[PATCH v2] drm/sced: Add FIFO sched policy to rq

Tue Sep 13 13:50:16 UTC 2022

The title needs a spelling fix: /sched:
I'd also spell out "rq" as it is in a title.

The patch has a number of warnings from scripts/checkpatch.pl.
I suggest it be run through checkpatch.pl before submitting.

Inlined:

On 2022-09-02 22:48, Andrey Grodzovsky wrote:
> Poblem: Given many entities competing for same rq on

"Problem", but I'd drop it, and just start with "Given ...".

Spell out "rq" to run queue, it makes it an easier read,
throughout the commit message, above and below.
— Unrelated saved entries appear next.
PR #368, opened 2021-03-08
Add option of using atom-number as well as atom-symbol in input

Gabrielgerez:
Add a try-except block on api.py that makes it possible to use both atom-number and atom-symbol as input in the molecule coordinates.


stigrj (commented):
Can you change one of the integration tests to use atomic number rather than symbol in the input file?

Gabrielgerez:
> Can you change one of the integration tests to use atomic number rather than symbol in the input file?

On it

stigrj (approved):
It was not necessary to make a new test out of it, you could have just changed the input file in one of the tests we're already running. Anyway, thanks! :slightly_smiling_face:

PR #74, opened 2015-11-05
Pass all pages to render

podviaznikov:
So I changed signature of the render function that user needs to implement.
Instead of passing `global-meta` and `file-meta` we would have `global-meta`, `files-meta` and `file-meta`.
This is important because sometimes on the page you want to render navigation and to do that you need information about all files.
PR also includes minor documentation changes.

### DIFF
--- a/README.md
+++ b/README.md
@@ -157,9 +157,9 @@ See documentation for each task to find all supported options for each plugin.
 (require '[hashobject.boot-s3 :refer :all])
 (require '[jeluard.boot-notify :refer [notify]])
 
-(defn renderer [global data] (:name data))
+(defn renderer [{global :meta posts :entries post :entry}] (:name post))
 
-(defn index-renderer [global files]
+(defn index-renderer [{global :meta files :entries}]
   (let [names (map :name files)]
     (clojure.string/join "\n" names)))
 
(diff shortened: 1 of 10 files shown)


podviaznikov:
@martinklepsch, @Deraen does this PR makes sense? It changes signature of user's render function, so I want to make sure it's a good change.

martinklepsch:
There are a bunch of other changes in this PR that make reviewing that particular change a little harder. I suggest in the future splitting style changes and "feature code". :smiley: 

This change would kind of remove the need for a collection task I guess?

I assume you needed this for something, would you mind sharing the example where this came in useful?

podviaznikov:
@martinklepsch 
1. agree with your comment on the clean PRs.
2. it seems that collection task is still needed. even in this case they are different. render has all the same arguments as collection but it also has current post to be rendered.
3. yes, I need it for the case which I described above. While rendering post I also want to render navigation with the links to other post. Basically this page: http://jack.ventures/2014/hongkong/. When you can see links to other posts on the left

Deraen:
How about passing the data in as map instead of positional args? This way we wouldn't need to change the arity each time we add more data to render function?

All render functions have one map argument and the map would always two entries, `meta` and `posts` and for single render task it would contain `post` also?

podviaznikov:
@Deraen I like that. Going to change it to one argument. Thanks for the feedback!

podviaznikov:
Updated renderers to accepts only one argument.

Note: I put global meta under `:meta`, current post under `:entry` and all posts under `:entries`.

I'm thinking about using something more generic than `:post` since perun can be used not only for blog generation. Let me know what do you think

PR #76, opened 2015-11-30
Better logs

podviaznikov:
1. Use colors for logs and better formatting
2. Log message include task name
3. Each task prints message only once
4. Each task can can additional message visible with the `—verbose` flag


podviaznikov:
1__boot_dev__java__and_hashobject_perun

martinklepsch:
Why the angle brackets around the messages? I think I'd suggest turning the
task name green and leaving the rest white.

podviaznikov:
@martinklepsch thanks for the feedback. Will try you suggestion

PR #79, opened 2016-01-16
Images task

podviaznikov:
Extracted this plugin from my other experimental project.
Should be used with the following structure:
- create folder for each page
- put markdown file and images inside each folder
- after using markdown task and images task images data would be available under `:images` key on the post metadata

Not fully tested it. Need to create proper example

### DIFF
--- a/src/io/perun.clj
+++ b/src/io/perun.clj
@@ -91,7 +91,7 @@
           pod (create-pod images-resize-deps)
           files (->> fileset
                      boot/user-files
-                     (boot/by-ext ["png" "jpeg" "jpg"])
+                     (boot/by-ext perun/images-exts)
                      (map add-filedata))
           updated-files (pod/with-call-in @pod
                          (io.perun.contrib.images-resize/images-resize ~(.getPath tmp) ~files ~options))]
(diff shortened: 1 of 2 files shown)


nicorikken:
Would love :heart: this for the Asciidoctor plugin. There the `asciidoctor-diagram` extension can render images from inline source. Rendered SVG's can optionally be included in the HTML (powerful feature!!), but otherwise external images (`.png`, `.svg`) will be created. The filename can be specified by the user, but I'm not sure if this can extend to outside of the file's directory.

nicorikken:
I'd like a sample project or concrete example for this PR, because the Asciidoctor could benefit from this as well. I can probably scan the AST of the document to find the linked images, as well as the generated images, and then add them to the metadata. I guess I can benefit from a better understanding on the file management as a whole.

nicorikken:
@podviaznikov How does this relate to the `content-task` framework? Perhaps the image handling in the `content-task` can be improved instead of a separate task?

allentiak:
Hi, @podviaznikov,

What's the current status of this PR?

PR #81, opened 2016-01-17
Move any special handling of :content key into options

martinklepsch:


src/io/perun.clj
```diff
@@ -333,28 +335,26 @@
...
         tmp (boot/tmp-dir!)]
     (boot/with-pre-wrap fileset
       (let [global-meta   (perun/get-global-meta fileset)
             options       (merge +atom-defaults+ global-meta *opts*)
-            files         (perun/get-meta fileset)
-            content-files (filter :content files)
-            filtered-files (filter (:filterer options) content-files)]
+            files         (filter (:filterer options) (perun/get-meta fileset))]
         (pod/with-call-in @pod
-          (io.perun.atom/generate-atom ~(.getPath tmp) ~filtered-files ~(dissoc options :filterer)))
```
martinklepsch, line 357: @Deraen is the `(dissoc options :filterer)` bit important?

Deraen, line 357: Yes. A function can not be passed into pod.

martinklepsch:
@Deraen @podviaznikov this PR modifies all tasks that usually only act on files that have a `:content` key. It adds a `:filterer` option as done with other tasks. `:content` is the default value for this option intending not to break to much stuff. Maybe we should break things, not sure.

Deraen:
Hhmh. Maybe related, I find it strange that collection task adds files to metadata. What is the use case for that?

src/io/perun.clj
martinklepsch, line 357: Right, thanks! I thought printing works but it breaks when reading :)

podviaznikov:
@Deraen collection adds files to metadata so that sitemap can access it

Deraen:
Oh right, I guess that makes sense.

What's the best way to filter those files out? Is it already done by default by some tasks? Is this documented somewhere :D?

Maybe SPEC.md would be good place to document this also.

podviaznikov:
@Deraen I don't think there is a way now. I think I was thinking before about `original: true` flag. Another idea is to have `created-by-task` field that would be set by task that put the file into metadata.

podviaznikov:
Code looks great to me. I like it that it's not breaking existing code. Let me quickly test it before merge

src/io/perun.clj
```diff
@@ -284,21 +284,22 @@
 
 (def ^:private +sitemap-defaults+
   {:filename "sitemap.xml"
+   :filterer :content
    :target "public"})
 
 (deftask sitemap
   "Generate sitemap"
   [f filename FILENAME str "generated sitemap filename"
+   f filterer FILTER   code "filter function"
```
podviaznikov: conflict of short name between `filterer` and `filename`

src/io/perun.clj
```diff
@@ -307,11 +308,13 @@
 
 (def ^:private +rss-defaults+
   {:filename "feed.rss"
+   :filterer :content
    :target "public"})
 
 (deftask rss
   "Generate RSS feed"
   [f filename    FILENAME    str "generated RSS feed filename"
+   f filterer    FILTER     code "filter function"
```
podviaznikov: again conflict

src/io/perun.clj
podviaznikov: maybe we should use `_` everywhere for the `filterer` as below

podviaznikov:
Looks good to me. Tested with examples/blog

PR #84, opened 2016-01-18
improve docstrings for render and collection tasks

martinklepsch:


podviaznikov:
:+1: Great job. Much better this way

PR #86, opened 2016-01-19
consolidate out-dir/target options; closes #83

### LINKED ISSUE #83: Consolidate `target` & `out-dir` options
Both are used but it's probably best to stay consistent

martinklepsch:


podviaznikov:
:+1:

PR #87, opened 2016-01-22
File-type

podviaznikov:
Work in progress.
Add `file-type` task that will parse `:mime-type` and `:file-type` for each file.
Can be used for easy filtering files based on those keys later.


podviaznikov:
new task is ready for review. Feedback appreciated

Deraen:
:+1:

PR #90, opened 2016-02-11
Fix feed task options

AdamFrey:
At some point, the option names passed to `rss` and `atom-feed` tasks
were changed, but the feed building code wasn't updated to expect the
new option names.

### DIFF
--- a/README.md
+++ b/README.md
@@ -81,8 +81,8 @@ But if you want to make permalinks, generate sitemap and rss feed, hide unfinish
         (permalink)
         (render :renderer renderer)
         (sitemap :filename "sitemap.xml")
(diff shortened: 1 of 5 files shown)


podviaznikov:
Thank you @AdamFrey!

Deraen:
This fixed this backwards. The correct fix would have been to fix feed generation code. `:site-title` and `:base-url` are set by the [spec](https://github.com/hashobject/perun/blob/master/SPEC.md).

podviaznikov:
Oh, that was y bad. Didn't double check with the spec

Deraen:
@podviaznikov Fixed this and some other Atom problems here: https://github.com/hashobject/perun/tree/atom-fixes will try to finish soon.

podviaznikov:
@Deraen your PR is looking like improvement already

PR #92, opened 2016-02-23
Atom fixes

Deraen:
TODO:
- [x] Validate `base-url`. It is now important that this does end in `/`.
- [x] Validate that UUID is set for Atom entries, maybe add suggestion about adding uuid if not found?
- [ ] Test what problems moving `/` from permalink to base-url has. Might break `a` using permalink to point to other directories?

### DIFF
--- a/README.md
+++ b/README.md
@@ -82,8 +82,8 @@ But if you want to make permalinks, generate sitemap and rss feed, hide unfinish
         (permalink)
         (render :renderer renderer)
         (sitemap :filename "sitemap.xml")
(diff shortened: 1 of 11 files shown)


Deraen:
Ready for merge now.

This has a few breaking changes so would be good if someone has a time to test this.

podviaznikov:
so if I use atom I need to specify manually `uuid` for each post?

Deraen:
Yes. I don't see other reliable way to ensure that it doesn't change.

Even the slug can be changed if the file is renamed.

PR #98, opened 2016-08-10
change posts primary title field from :name to :title

martinklepsch:
Brings things more in line with existing static site generators like jekyll.


nicorikken:
When will this be merged? This could save the Asciidoctor plugin a transformation from :title to :name for the time being 😛

podviaznikov:
This would be a breaking change but makes sense to me. Didn't see it before

podviaznikov:
@Deraen do you have any opinion on this?

Deraen:
Fine by me.

PR #56, opened 2026-03-28
feat: add apiKey support for provider models fetching

tuxtof:
This pull request updates the way API keys are handled when fetching provider models, allowing the front-end to pass an API key to the backend, which then forwards it as an Authorization header to the provider. This enables secure, per-request authentication for fetching model lists from providers that require an API key.

**API key forwarding for provider model fetching:**

* The backend (`internal/apiserver/server.go`) now reads an `apiKey` query parameter and, if present, adds it as a Bearer token in the `Authorization` header when proxying model list requests to providers. [[1]](diffhunk://#diff-b42035eced7f44e48ded70c3f3a8783b4ee0966b04560c04879260ef5da47672R2601) [[2]](diffhunk://#diff-b42035eced7f44e48ded70c3f3a8783b4ee0966b04560c04879260ef5da47672L2620-R2629)

**Front-end support for API key parameter:**

* The API utility (`web/src/lib/api.ts`) and the hook for fetching model lists (`web/src/hooks/use-model-list.ts`) are updated so that the API key can be optionally passed from the front-end to the backend, and included in the request if available. [[1]](diffhunk://#diff-d349a3bcde67ad21d3c34ba8d691c300d469d0db8d0bb6257c8e2c23ac71d223L66-R67) [[2]](diffhunk://#diff-af490ef10b2e4da7f8055bd843c240828a9e8bcd6e6244b55888fe13f8ce8f7aL842-R844) [[3]](diffhunk://#diff-d349a3bcde67ad21d3c34ba8d691c300d469d0db8d0bb6257c8e2c23ac71d223L116-R116)

### DIFF
--- a/internal/apiserver/server.go
+++ b/internal/apiserver/server.go
@@ -2598,6 +2598,7 @@ func (s *Server) proxyProviderModels(w http.ResponseWriter, r *http.Request) {
 	}
 
 	provider := r.URL.Query().Get("provider")
+	apiKey := r.URL.Query().Get("apiKey")
 
 	// Determine the models endpoint URL.
 	modelsURL := ""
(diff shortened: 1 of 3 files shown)


tuxtof:
> hey nice addition! one small thing tho - the apiKey in the query string could end up in server/proxy logs, would be better to pass it as a request header (like X-Provider-Api-Key) from the frontend to the backend so we dont accidentally leak secrets.

good remark let me propose another PR

tuxtof:
done with #63

PR #66, opened 2026-03-29
fix: update RBAC rules to include metrics.k8s.io permissions for skill sidecars

tuxtof:
My changes in #55 are blocking skill RBAC creation

This pull request updates RBAC (Role-Based Access Control) configurations to grant permissions for accessing Kubernetes metrics via the `metrics.k8s.io` API. This is important for enabling features like resource usage monitoring (e.g., using `kubectl top`) for nodes and pods, especially for skill sidecars.

RBAC permission updates for metrics:

* Added rules in `charts/sympozium/templates/rbac.yaml` to allow `get` and `list` verbs on `nodes` and `pods` resources in the `metrics.k8s.io` API group.
* Added similar rules in `config/rbac/role.yaml` to grant `get` and `list` permissions on `nodes` and `pods` resources in the `metrics.k8s.io` API group.

### DIFF
--- a/charts/sympozium/templates/rbac.yaml
+++ b/charts/sympozium/templates/rbac.yaml
@@ -114,6 +114,10 @@ rules:
   - apiGroups: ["apiextensions.k8s.io"]
     resources: ["customresourcedefinitions"]
     verbs: ["get", "list", "watch"]
+  # Metrics API — needed to grant metrics.k8s.io permissions to skill sidecars (e.g. kubectl top)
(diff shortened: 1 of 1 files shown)


AlexsJones:
You're right — the design doc was wrong, not the code. The controller uses a scoped ClusterRole, not cluster-admin. I've just fixed the design doc to reflect this accurately (9ad717d).

Since we're keeping the scoped RBAC approach (more controlled than cluster-admin), this PR is valid and needed. Will review and merge.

> same scheduler an uncceptabliy long wait time for some

"unacceptably"

> jobs waiting stuck in rq before being picked up are
> observed (seen using  GPUVis).
> The issue is due to Round Robin policy used by scheduler
> to pick up the next entity for execution. Under stress

"... the Round Robin policy". I'd also clarify that
what we're picking in a round robin policy is
the entity's job queue, from which we pick the oldest job.
This makes the problem clearer to a casual reader,
in that if one entity's job queue is very long, but other's
is just one job deep, longer entity's queues will get starved,
compared to shorter ones, as we pick off the "top" in a FIFO
manner.

> of many entities and long job queus within entity some
> jobs could be stack for very long time in it's entity's

"queues", "stuck", "its".

> queue before being popped from the queue and executed
> while for other entites with samller job queues a job
> might execute ealier even though that job arrived later
> then the job in the long queue.

"entities", "smaller", "earlier".

> 
> Fix:
> Add FIFO selection policy to entites in RQ, chose next enitity
> on rq in such order that if job on one entity arrived
> ealrier then job on another entity the first job will start
> executing ealier regardless of the length of the entity's job
> queue.

I'd remove this paragraph altogether as it doesn't apply to
this version of the patch, and it is somewhat confusing
in regards to what this patch commits. (Or at least spell
check it, "entity/entities" is misspelled four times,
and use "run queue" instead of "rq".)

> 
> v2:> Switch to rb tree structure for entites based on TS of

Spell out "rb" to "Red-Black", "entities", TS --> time-stamp
for clarity.

> oldest job waiting in job queue of enitity. Improves next

"entity"

> enitity extraction to O(1). Enitity TS update

"entity" x2 and "TS" --> "time-stamp".

> O(log(number of entites in rq))

I'd say "O(log N) where N is the number of entities in the run-queue."

I'd do this instead,

v1: Use a FIFO.
v2: Switch to a Red-Black tree from a FIFO.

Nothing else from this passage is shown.